SAFE HARBOR STATEMENT REGARDING OUTLOOK AND FORWARD-LOOKING INFORMATION

Portions of this report contain forward-looking statements and involve risks and
uncertainties that could significantly affect expected results of operations,
liquidity, cash flows and business prospects. Factors that could cause results
to differ materially include, but are not limited to: global commodity pricing
fluctuations; competitive pricing pressures; higher-than-expected costs,
including feedstocks; crude oil and natural gas prices; chemical prices;
potential liability for remedial actions under existing or future environmental
regulations and litigation; potential liability resulting from pending or future
litigation; general domestic and international political conditions; potential
disruption or interruption of Occidental's production or manufacturing
facilities due to accidents, political events or insurgent activity; potential
failure to achieve expected production from existing and future oil and gas
development projects; the supply/demand considerations for Occidental's
products; any general economic recession or slowdown domestically or
internationally; regulatory uncertainties; and not successfully completing, or
any material delay of, any development of new fields, expansion, capital
expenditure, efficiency-improvement project, acquisition or disposition.
Forward-looking statements are generally accompanied by words such as
"estimate", "project", "predict", "will", "anticipate", "plan", "intend",
"believe", "expect" or similar expressions that convey the uncertainty of future
events or outcomes. Occidental expressly disclaims any obligation to publicly
update or revise any forward-looking statements, whether as a result of new
information or otherwise. In light of these risks, uncertainties and
assumptions, the forward-looking events discussed might not occur.

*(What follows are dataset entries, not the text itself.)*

PR #1174, opened 2024-07-19
Screen and Display bases

einarf:
Quick test making bases for `Screen` and `Display` so it's possible to do typing. The `Screen` and `Display` types are dynamically overridden by the platform specific types so it's impossible to do anything related to typing with those.

Accidentally whitespace trimmer on. Can revert that if needed.


einarf:
There is another way to hack around his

ITEM 3. QUANTITATIVE AND QUALITATIVE DISCLOSURES ABOUT MARKET RISK

For the three months ended March 31, 2003, there were no material changes in the
information required to be provided under Item 305 of Regulation S-X included
under the caption "Management's Discussion and Analysis of Financial Condition
and Results of Operations (Incorporating Item 7A) - Derivative Activities and
Market Risk" in Occidental's 2002 Annual Report on Form 10-K.


20



ITEM 4. CONTROLS AND PROCEDURES

Within 90 days before filing this Quarterly Report, Occidental's Chief Executive
Officer and Chief Financial Officer supervised and participated in Occidental's
evaluation of its disclosure controls and procedures. Disclosure controls and
procedures are controls and procedures designed to ensure that information
required to be disclosed in Occidental's periodic reports filed or submitted
under the Securities Exchange Act of 1934 is recorded, processed, summarized and
reported within the time periods specified in the Securities and Exchange
Commission's rules and forms. Based upon that evaluation, Occidental's Chief
Executive Officer and Chief Financial Officer concluded that Occidental's
disclosure controls and procedures are effective.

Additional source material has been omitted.